### What the task asks
Whatever lines the data contains, output all of them unchanged.

### Dataset excerpts
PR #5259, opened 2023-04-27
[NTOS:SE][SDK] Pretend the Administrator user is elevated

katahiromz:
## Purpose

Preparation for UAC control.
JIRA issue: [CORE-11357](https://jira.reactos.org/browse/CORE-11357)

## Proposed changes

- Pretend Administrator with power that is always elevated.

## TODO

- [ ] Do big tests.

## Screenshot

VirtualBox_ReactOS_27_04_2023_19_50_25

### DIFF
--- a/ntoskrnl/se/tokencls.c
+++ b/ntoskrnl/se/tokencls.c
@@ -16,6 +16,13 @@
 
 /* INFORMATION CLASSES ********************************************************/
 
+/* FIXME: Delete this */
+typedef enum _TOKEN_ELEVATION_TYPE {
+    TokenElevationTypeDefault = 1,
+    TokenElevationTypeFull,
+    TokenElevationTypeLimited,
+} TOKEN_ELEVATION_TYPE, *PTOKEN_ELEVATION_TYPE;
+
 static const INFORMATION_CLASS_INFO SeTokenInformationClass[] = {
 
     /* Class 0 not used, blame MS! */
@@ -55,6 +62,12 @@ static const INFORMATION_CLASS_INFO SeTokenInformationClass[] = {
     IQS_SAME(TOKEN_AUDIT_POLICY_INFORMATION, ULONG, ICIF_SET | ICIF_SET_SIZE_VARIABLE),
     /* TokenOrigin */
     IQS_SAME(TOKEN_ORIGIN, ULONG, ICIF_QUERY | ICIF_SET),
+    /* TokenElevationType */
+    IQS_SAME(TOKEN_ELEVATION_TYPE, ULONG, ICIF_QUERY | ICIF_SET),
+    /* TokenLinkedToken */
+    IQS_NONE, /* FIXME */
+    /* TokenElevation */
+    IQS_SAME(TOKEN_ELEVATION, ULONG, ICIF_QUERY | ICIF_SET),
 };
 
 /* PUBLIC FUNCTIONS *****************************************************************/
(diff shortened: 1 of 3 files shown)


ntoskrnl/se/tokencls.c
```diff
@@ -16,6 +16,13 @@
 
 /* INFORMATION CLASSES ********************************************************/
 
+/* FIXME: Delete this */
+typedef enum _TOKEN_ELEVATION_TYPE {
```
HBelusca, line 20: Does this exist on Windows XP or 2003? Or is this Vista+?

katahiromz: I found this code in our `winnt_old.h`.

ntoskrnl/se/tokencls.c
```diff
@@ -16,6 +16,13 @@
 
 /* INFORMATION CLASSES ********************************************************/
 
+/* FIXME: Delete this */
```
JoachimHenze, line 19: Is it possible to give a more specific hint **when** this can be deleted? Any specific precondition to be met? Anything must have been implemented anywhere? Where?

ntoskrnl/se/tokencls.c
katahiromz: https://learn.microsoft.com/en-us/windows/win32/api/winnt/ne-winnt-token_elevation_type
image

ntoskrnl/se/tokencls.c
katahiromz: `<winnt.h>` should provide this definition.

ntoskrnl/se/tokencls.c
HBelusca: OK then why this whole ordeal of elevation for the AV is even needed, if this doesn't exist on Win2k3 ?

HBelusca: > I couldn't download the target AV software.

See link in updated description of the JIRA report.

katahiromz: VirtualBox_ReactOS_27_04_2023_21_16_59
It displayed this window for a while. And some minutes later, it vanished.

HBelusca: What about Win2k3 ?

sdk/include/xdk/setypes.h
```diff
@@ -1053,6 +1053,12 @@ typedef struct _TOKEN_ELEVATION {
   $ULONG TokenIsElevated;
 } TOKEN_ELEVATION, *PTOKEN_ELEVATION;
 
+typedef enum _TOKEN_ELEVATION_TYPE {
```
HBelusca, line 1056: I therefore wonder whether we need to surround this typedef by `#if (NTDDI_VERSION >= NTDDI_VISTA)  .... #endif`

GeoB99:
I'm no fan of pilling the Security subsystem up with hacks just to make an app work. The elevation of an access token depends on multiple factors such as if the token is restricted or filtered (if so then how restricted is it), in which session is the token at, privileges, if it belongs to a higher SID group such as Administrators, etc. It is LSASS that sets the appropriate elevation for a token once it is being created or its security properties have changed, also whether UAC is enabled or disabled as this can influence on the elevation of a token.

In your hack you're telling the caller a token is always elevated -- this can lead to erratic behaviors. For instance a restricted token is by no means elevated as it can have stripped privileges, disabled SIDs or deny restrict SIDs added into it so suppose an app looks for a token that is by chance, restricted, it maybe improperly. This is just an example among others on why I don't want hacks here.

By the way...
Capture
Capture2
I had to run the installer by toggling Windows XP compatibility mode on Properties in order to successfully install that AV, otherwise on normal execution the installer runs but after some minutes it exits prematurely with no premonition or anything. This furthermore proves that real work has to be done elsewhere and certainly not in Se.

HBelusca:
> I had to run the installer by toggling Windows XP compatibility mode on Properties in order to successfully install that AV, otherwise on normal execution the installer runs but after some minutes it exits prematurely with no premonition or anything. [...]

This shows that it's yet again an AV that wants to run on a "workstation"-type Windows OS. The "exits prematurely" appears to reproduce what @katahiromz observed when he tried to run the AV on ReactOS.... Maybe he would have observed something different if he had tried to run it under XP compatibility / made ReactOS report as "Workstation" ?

### Exercise response
PR #5259, opened 2023-04-27
[NTOS:SE][SDK] Pretend the Administrator user is elevated

katahiromz:
## Purpose

Preparation for UAC control.
JIRA issue: [CORE-11357](https://jira.reactos.org/browse/CORE-11357)

## Proposed changes

- Pretend Administrator with power that is always elevated.

## TODO

- [ ] Do big tests.

## Screenshot

VirtualBox_ReactOS_27_04_2023_19_50_25

### DIFF
--- a/ntoskrnl/se/tokencls.c
+++ b/ntoskrnl/se/tokencls.c
@@ -16,6 +16,13 @@
 
 /* INFORMATION CLASSES ********************************************************/
 
+/* FIXME: Delete this */
+typedef enum _TOKEN_ELEVATION_TYPE {
+    TokenElevationTypeDefault = 1,
+    TokenElevationTypeFull,
+    TokenElevationTypeLimited,
+} TOKEN_ELEVATION_TYPE, *PTOKEN_ELEVATION_TYPE;
+
 static const INFORMATION_CLASS_INFO SeTokenInformationClass[] = {
 
     /* Class 0 not used, blame MS! */
@@ -55,6 +62,12 @@ static const INFORMATION_CLASS_INFO SeTokenInformationClass[] = {
     IQS_SAME(TOKEN_AUDIT_POLICY_INFORMATION, ULONG, ICIF_SET | ICIF_SET_SIZE_VARIABLE),
     /* TokenOrigin */
     IQS_SAME(TOKEN_ORIGIN, ULONG, ICIF_QUERY | ICIF_SET),
+    /* TokenElevationType */
+    IQS_SAME(TOKEN_ELEVATION_TYPE, ULONG, ICIF_QUERY | ICIF_SET),
+    /* TokenLinkedToken */
+    IQS_NONE, /* FIXME */
+    /* TokenElevation */
+    IQS_SAME(TOKEN_ELEVATION, ULONG, ICIF_QUERY | ICIF_SET),
 };
 
 /* PUBLIC FUNCTIONS *****************************************************************/
(diff shortened: 1 of 3 files shown)


ntoskrnl/se/tokencls.c
```diff
@@ -16,6 +16,13 @@
 
 /* INFORMATION CLASSES ********************************************************/
 
+/* FIXME: Delete this */
+typedef enum _TOKEN_ELEVATION_TYPE {
```
HBelusca, line 20: Does this exist on Windows XP or 2003? Or is this Vista+?

katahiromz: I found this code in our `winnt_old.h`.

ntoskrnl/se/tokencls.c
```diff
@@ -16,6 +16,13 @@
 
 /* INFORMATION CLASSES ********************************************************/
 
+/* FIXME: Delete this */
```
JoachimHenze, line 19: Is it possible to give a more specific hint **when** this can be deleted? Any specific precondition to be met? Anything must have been implemented anywhere? Where?

ntoskrnl/se/tokencls.c
katahiromz: https://learn.microsoft.com/en-us/windows/win32/api/winnt/ne-winnt-token_elevation_type
image

ntoskrnl/se/tokencls.c
katahiromz: `<winnt.h>` should provide this definition.

ntoskrnl/se/tokencls.c
HBelusca: OK then why this whole ordeal of elevation for the AV is even needed, if this doesn't exist on Win2k3 ?

HBelusca: > I couldn't download the target AV software.

See link in updated description of the JIRA report.

katahiromz: VirtualBox_ReactOS_27_04_2023_21_16_59
It displayed this window for a while. And some minutes later, it vanished.

HBelusca: What about Win2k3 ?

sdk/include/xdk/setypes.h
```diff
@@ -1053,6 +1053,12 @@ typedef struct _TOKEN_ELEVATION {
   $ULONG TokenIsElevated;
 } TOKEN_ELEVATION, *PTOKEN_ELEVATION;
 
+typedef enum _TOKEN_ELEVATION_TYPE {
```
HBelusca, line 1056: I therefore wonder whether we need to surround this typedef by `#if (NTDDI_VERSION >= NTDDI_VISTA)  .... #endif`

GeoB99:
I'm no fan of pilling the Security subsystem up with hacks just to make an app work. The elevation of an access token depends on multiple factors such as if the token is restricted or filtered (if so then how restricted is it), in which session is the token at, privileges, if it belongs to a higher SID group such as Administrators, etc. It is LSASS that sets the appropriate elevation for a token once it is being created or its security properties have changed, also whether UAC is enabled or disabled as this can influence on the elevation of a token.

In your hack you're telling the caller a token is always elevated -- this can lead to erratic behaviors. For instance a restricted token is by no means elevated as it can have stripped privileges, disabled SIDs or deny restrict SIDs added into it so suppose an app looks for a token that is by chance, restricted, it maybe improperly. This is just an example among others on why I don't want hacks here.

By the way...
Capture
Capture2
I had to run the installer by toggling Windows XP compatibility mode on Properties in order to successfully install that AV, otherwise on normal execution the installer runs but after some minutes it exits prematurely with no premonition or anything. This furthermore proves that real work has to be done elsewhere and certainly not in Se.

HBelusca:
> I had to run the installer by toggling Windows XP compatibility mode on Properties in order to successfully install that AV, otherwise on normal execution the installer runs but after some minutes it exits prematurely with no premonition or anything. [...]

This shows that it's yet again an AV that wants to run on a "workstation"-type Windows OS. The "exits prematurely" appears to reproduce what @katahiromz observed when he tried to run the AV on ReactOS.... Maybe he would have observed something different if he had tried to run it under XP compatibility / made ReactOS report as "Workstation" ?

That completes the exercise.